*Work instructions*
Transcribe every entry word for word.

*Input*
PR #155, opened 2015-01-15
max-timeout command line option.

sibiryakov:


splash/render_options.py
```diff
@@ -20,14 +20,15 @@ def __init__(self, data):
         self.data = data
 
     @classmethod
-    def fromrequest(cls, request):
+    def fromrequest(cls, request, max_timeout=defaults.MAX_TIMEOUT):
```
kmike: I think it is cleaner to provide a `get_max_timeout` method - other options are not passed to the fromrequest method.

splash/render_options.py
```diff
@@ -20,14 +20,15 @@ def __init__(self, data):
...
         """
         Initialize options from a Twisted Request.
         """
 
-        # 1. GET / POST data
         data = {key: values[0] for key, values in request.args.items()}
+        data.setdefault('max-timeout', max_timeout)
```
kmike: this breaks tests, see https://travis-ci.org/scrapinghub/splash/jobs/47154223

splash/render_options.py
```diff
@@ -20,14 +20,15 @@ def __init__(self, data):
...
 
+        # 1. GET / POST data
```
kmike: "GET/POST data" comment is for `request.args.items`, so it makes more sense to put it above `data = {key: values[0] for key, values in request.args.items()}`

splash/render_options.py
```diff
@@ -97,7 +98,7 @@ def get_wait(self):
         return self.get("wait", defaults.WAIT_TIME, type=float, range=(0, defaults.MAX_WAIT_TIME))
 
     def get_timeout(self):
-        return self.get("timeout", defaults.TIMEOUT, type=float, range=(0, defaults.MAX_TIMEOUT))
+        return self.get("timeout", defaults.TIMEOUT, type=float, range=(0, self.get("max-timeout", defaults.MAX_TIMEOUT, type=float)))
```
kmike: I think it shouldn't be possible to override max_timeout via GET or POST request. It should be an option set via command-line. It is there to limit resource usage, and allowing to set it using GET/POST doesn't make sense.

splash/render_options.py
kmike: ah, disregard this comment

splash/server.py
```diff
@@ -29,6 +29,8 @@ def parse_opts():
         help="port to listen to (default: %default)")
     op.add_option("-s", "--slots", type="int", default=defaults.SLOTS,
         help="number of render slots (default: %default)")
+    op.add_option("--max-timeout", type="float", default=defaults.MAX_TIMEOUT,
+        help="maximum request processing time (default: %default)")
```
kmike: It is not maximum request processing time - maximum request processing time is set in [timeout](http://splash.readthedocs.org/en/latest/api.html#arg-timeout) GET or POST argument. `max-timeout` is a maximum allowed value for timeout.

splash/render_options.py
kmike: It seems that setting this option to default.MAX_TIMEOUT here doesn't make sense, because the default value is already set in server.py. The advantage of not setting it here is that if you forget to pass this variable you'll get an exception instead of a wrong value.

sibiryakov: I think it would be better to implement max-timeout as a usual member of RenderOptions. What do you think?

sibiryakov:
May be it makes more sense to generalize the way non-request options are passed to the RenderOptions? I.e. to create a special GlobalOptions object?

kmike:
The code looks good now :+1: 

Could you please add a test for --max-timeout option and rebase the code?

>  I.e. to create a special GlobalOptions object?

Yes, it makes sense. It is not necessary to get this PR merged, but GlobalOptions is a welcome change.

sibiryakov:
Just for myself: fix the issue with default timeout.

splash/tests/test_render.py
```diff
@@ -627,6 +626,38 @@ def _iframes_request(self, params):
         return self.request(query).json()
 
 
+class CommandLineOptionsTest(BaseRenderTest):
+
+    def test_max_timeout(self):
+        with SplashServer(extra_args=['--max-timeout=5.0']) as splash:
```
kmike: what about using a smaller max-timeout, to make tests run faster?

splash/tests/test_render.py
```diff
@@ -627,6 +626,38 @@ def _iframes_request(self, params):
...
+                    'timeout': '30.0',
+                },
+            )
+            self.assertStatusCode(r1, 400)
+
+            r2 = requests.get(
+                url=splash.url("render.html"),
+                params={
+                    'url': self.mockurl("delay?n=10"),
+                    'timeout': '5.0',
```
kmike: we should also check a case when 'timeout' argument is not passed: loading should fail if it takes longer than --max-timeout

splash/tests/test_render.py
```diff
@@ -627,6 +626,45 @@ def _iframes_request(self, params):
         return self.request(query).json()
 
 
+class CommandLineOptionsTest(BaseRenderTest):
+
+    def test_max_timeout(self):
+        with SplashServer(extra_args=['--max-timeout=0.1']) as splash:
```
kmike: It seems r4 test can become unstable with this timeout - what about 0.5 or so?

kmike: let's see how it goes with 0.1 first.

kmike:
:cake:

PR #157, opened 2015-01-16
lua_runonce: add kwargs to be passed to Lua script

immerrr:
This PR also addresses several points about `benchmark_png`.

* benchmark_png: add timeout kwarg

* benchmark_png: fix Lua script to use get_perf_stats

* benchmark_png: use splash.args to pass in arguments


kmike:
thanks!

*Result for this exercise*
PR #155, opened 2015-01-15
max-timeout command line option.

sibiryakov:


splash/render_options.py
```diff
@@ -20,14 +20,15 @@ def __init__(self, data):
         self.data = data
 
     @classmethod
-    def fromrequest(cls, request):
+    def fromrequest(cls, request, max_timeout=defaults.MAX_TIMEOUT):
```
kmike: I think it is cleaner to provide a `get_max_timeout` method - other options are not passed to the fromrequest method.

splash/render_options.py
```diff
@@ -20,14 +20,15 @@ def __init__(self, data):
...
         """
         Initialize options from a Twisted Request.
         """
 
-        # 1. GET / POST data
         data = {key: values[0] for key, values in request.args.items()}
+        data.setdefault('max-timeout', max_timeout)
```
kmike: this breaks tests, see https://travis-ci.org/scrapinghub/splash/jobs/47154223

splash/render_options.py
```diff
@@ -20,14 +20,15 @@ def __init__(self, data):
...
 
+        # 1. GET / POST data
```
kmike: "GET/POST data" comment is for `request.args.items`, so it makes more sense to put it above `data = {key: values[0] for key, values in request.args.items()}`

splash/render_options.py
```diff
@@ -97,7 +98,7 @@ def get_wait(self):
         return self.get("wait", defaults.WAIT_TIME, type=float, range=(0, defaults.MAX_WAIT_TIME))
 
     def get_timeout(self):
-        return self.get("timeout", defaults.TIMEOUT, type=float, range=(0, defaults.MAX_TIMEOUT))
+        return self.get("timeout", defaults.TIMEOUT, type=float, range=(0, self.get("max-timeout", defaults.MAX_TIMEOUT, type=float)))
```
kmike: I think it shouldn't be possible to override max_timeout via GET or POST request. It should be an option set via command-line. It is there to limit resource usage, and allowing to set it using GET/POST doesn't make sense.

splash/render_options.py
kmike: ah, disregard this comment

splash/server.py
```diff
@@ -29,6 +29,8 @@ def parse_opts():
         help="port to listen to (default: %default)")
     op.add_option("-s", "--slots", type="int", default=defaults.SLOTS,
         help="number of render slots (default: %default)")
+    op.add_option("--max-timeout", type="float", default=defaults.MAX_TIMEOUT,
+        help="maximum request processing time (default: %default)")
```
kmike: It is not maximum request processing time - maximum request processing time is set in [timeout](http://splash.readthedocs.org/en/latest/api.html#arg-timeout) GET or POST argument. `max-timeout` is a maximum allowed value for timeout.

splash/render_options.py
kmike: It seems that setting this option to default.MAX_TIMEOUT here doesn't make sense, because the default value is already set in server.py. The advantage of not setting it here is that if you forget to pass this variable you'll get an exception instead of a wrong value.

sibiryakov: I think it would be better to implement max-timeout as a usual member of RenderOptions. What do you think?

sibiryakov:
May be it makes more sense to generalize the way non-request options are passed to the RenderOptions? I.e. to create a special GlobalOptions object?

kmike:
The code looks good now :+1: 

Could you please add a test for --max-timeout option and rebase the code?

>  I.e. to create a special GlobalOptions object?

Yes, it makes sense. It is not necessary to get this PR merged, but GlobalOptions is a welcome change.

sibiryakov:
Just for myself: fix the issue with default timeout.

splash/tests/test_render.py
```diff
@@ -627,6 +626,38 @@ def _iframes_request(self, params):
         return self.request(query).json()
 
 
+class CommandLineOptionsTest(BaseRenderTest):
+
+    def test_max_timeout(self):
+        with SplashServer(extra_args=['--max-timeout=5.0']) as splash:
```
kmike: what about using a smaller max-timeout, to make tests run faster?

splash/tests/test_render.py
```diff
@@ -627,6 +626,38 @@ def _iframes_request(self, params):
...
+                    'timeout': '30.0',
+                },
+            )
+            self.assertStatusCode(r1, 400)
+
+            r2 = requests.get(
+                url=splash.url("render.html"),
+                params={
+                    'url': self.mockurl("delay?n=10"),
+                    'timeout': '5.0',
```
kmike: we should also check a case when 'timeout' argument is not passed: loading should fail if it takes longer than --max-timeout

splash/tests/test_render.py
```diff
@@ -627,6 +626,45 @@ def _iframes_request(self, params):
         return self.request(query).json()
 
 
+class CommandLineOptionsTest(BaseRenderTest):
+
+    def test_max_timeout(self):
+        with SplashServer(extra_args=['--max-timeout=0.1']) as splash:
```
kmike: It seems r4 test can become unstable with this timeout - what about 0.5 or so?

kmike: let's see how it goes with 0.1 first.

kmike:
:cake:

PR #157, opened 2015-01-16
lua_runonce: add kwargs to be passed to Lua script

immerrr:
This PR also addresses several points about `benchmark_png`.

* benchmark_png: add timeout kwarg

* benchmark_png: fix Lua script to use get_perf_stats

* benchmark_png: use splash.args to pass in arguments


kmike:
thanks!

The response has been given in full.